**Problem description:** In the records below, find the line that contains "[JB][SUPP-246] refactor to" and the line that contains "pawelpanasewicz, line 25: Please". Set down exactly those lines and every line between them, and nothing more.

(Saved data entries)
__________
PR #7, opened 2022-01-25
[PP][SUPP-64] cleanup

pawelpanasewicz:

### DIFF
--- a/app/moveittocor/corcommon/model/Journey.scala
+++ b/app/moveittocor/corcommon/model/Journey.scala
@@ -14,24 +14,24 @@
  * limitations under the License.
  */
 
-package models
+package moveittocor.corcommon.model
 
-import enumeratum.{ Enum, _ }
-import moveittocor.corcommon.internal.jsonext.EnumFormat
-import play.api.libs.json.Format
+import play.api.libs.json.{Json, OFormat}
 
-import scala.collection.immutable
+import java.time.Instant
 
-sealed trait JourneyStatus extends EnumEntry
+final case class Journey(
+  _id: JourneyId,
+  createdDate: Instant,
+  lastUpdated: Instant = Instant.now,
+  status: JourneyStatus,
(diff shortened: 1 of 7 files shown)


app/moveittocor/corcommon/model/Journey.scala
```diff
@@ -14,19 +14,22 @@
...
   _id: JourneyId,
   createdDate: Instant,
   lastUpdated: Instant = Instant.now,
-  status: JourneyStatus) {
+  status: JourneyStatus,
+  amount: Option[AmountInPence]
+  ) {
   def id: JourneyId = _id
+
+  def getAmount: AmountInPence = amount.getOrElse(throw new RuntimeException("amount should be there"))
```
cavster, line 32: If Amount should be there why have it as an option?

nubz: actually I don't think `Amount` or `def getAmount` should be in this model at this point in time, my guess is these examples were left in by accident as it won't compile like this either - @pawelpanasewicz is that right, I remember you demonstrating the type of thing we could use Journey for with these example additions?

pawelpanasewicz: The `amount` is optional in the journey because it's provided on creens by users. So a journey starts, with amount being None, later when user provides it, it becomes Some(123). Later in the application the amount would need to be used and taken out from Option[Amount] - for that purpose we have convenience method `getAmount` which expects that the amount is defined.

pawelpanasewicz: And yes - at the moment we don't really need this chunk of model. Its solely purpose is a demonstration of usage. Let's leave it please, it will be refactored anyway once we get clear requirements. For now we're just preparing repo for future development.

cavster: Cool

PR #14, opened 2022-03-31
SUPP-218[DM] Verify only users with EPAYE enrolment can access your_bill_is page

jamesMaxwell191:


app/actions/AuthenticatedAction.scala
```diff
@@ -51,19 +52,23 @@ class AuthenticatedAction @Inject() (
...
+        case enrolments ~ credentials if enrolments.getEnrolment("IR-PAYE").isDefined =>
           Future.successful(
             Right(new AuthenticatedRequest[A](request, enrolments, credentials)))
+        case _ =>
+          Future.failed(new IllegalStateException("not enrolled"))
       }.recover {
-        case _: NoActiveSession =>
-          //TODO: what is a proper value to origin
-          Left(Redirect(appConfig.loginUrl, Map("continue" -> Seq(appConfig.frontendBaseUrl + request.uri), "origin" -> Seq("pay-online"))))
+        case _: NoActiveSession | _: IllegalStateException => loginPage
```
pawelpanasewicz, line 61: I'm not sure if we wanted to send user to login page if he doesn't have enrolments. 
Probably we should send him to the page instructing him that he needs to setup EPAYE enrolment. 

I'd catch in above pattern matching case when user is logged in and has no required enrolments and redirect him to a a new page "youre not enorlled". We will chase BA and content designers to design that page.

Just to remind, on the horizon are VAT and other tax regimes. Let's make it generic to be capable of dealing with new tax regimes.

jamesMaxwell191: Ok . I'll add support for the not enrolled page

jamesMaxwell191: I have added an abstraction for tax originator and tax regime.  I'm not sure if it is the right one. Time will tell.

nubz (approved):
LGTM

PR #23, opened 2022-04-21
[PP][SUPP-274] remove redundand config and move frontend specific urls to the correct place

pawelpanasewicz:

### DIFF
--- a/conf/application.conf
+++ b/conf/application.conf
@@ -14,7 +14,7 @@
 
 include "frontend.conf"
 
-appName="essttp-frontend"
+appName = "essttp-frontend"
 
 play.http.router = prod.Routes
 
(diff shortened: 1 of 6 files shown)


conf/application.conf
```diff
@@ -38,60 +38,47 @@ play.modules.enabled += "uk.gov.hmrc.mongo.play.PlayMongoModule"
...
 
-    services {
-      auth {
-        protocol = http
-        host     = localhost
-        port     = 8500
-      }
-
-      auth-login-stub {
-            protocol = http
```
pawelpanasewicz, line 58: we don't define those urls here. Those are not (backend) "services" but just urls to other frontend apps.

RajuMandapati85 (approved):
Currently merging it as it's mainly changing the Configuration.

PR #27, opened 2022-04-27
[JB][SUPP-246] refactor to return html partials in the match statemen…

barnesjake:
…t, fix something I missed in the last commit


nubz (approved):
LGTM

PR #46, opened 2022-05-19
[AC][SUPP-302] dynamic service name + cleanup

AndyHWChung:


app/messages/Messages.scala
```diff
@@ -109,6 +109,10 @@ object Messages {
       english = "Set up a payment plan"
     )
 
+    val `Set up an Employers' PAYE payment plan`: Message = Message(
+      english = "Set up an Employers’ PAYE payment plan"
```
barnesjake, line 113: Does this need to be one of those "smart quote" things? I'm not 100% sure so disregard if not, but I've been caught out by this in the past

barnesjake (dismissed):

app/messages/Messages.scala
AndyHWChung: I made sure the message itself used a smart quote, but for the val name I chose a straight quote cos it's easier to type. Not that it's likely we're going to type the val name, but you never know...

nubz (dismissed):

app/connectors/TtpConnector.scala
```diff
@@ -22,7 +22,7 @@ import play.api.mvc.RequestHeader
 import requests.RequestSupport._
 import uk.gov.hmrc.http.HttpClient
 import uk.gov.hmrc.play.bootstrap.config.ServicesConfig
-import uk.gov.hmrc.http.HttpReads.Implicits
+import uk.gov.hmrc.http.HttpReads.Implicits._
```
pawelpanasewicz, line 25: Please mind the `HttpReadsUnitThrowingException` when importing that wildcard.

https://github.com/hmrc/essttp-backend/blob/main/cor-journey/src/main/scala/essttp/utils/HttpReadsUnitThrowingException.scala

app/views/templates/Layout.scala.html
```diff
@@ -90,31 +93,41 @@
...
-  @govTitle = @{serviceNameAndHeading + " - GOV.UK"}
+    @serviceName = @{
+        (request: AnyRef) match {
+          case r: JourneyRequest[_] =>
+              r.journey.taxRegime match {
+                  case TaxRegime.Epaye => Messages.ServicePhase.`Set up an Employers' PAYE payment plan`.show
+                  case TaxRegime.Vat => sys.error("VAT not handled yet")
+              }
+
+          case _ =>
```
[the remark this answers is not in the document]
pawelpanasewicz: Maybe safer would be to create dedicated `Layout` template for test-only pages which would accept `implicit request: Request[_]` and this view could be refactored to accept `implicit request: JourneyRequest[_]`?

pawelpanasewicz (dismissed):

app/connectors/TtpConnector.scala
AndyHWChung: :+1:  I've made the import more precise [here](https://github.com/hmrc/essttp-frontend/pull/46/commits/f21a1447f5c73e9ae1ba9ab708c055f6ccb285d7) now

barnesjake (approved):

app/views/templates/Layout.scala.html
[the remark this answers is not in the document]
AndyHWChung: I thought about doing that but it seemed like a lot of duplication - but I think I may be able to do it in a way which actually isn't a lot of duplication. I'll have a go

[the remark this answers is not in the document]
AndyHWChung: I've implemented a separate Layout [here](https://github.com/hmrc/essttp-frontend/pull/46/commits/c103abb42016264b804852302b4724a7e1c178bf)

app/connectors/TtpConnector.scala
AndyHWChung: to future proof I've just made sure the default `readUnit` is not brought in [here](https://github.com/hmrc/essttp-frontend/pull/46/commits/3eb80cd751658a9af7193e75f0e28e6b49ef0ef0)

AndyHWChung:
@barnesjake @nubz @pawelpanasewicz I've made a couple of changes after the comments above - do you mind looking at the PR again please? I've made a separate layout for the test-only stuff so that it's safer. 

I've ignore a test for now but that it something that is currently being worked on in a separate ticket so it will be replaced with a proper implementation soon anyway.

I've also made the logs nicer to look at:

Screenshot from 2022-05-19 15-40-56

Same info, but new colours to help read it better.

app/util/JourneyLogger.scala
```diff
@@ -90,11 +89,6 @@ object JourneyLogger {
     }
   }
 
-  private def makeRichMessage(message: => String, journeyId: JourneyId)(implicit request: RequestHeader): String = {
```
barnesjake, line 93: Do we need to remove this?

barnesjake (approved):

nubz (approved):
__________
**Written response:**
[JB][SUPP-246] refactor to return html partials in the match statemen…

barnesjake:
…t, fix something I missed in the last commit


nubz (approved):
LGTM

PR #46, opened 2022-05-19
[AC][SUPP-302] dynamic service name + cleanup

AndyHWChung:


app/messages/Messages.scala
```diff
@@ -109,6 +109,10 @@ object Messages {
       english = "Set up a payment plan"
     )
 
+    val `Set up an Employers' PAYE payment plan`: Message = Message(
+      english = "Set up an Employers’ PAYE payment plan"
```
barnesjake, line 113: Does this need to be one of those "smart quote" things? I'm not 100% sure so disregard if not, but I've been caught out by this in the past

barnesjake (dismissed):

app/messages/Messages.scala
AndyHWChung: I made sure the message itself used a smart quote, but for the val name I chose a straight quote cos it's easier to type. Not that it's likely we're going to type the val name, but you never know...

nubz (dismissed):

app/connectors/TtpConnector.scala
```diff
@@ -22,7 +22,7 @@ import play.api.mvc.RequestHeader
 import requests.RequestSupport._
 import uk.gov.hmrc.http.HttpClient
 import uk.gov.hmrc.play.bootstrap.config.ServicesConfig
-import uk.gov.hmrc.http.HttpReads.Implicits
+import uk.gov.hmrc.http.HttpReads.Implicits._
```
pawelpanasewicz, line 25: Please mind the `HttpReadsUnitThrowingException` when importing that wildcard.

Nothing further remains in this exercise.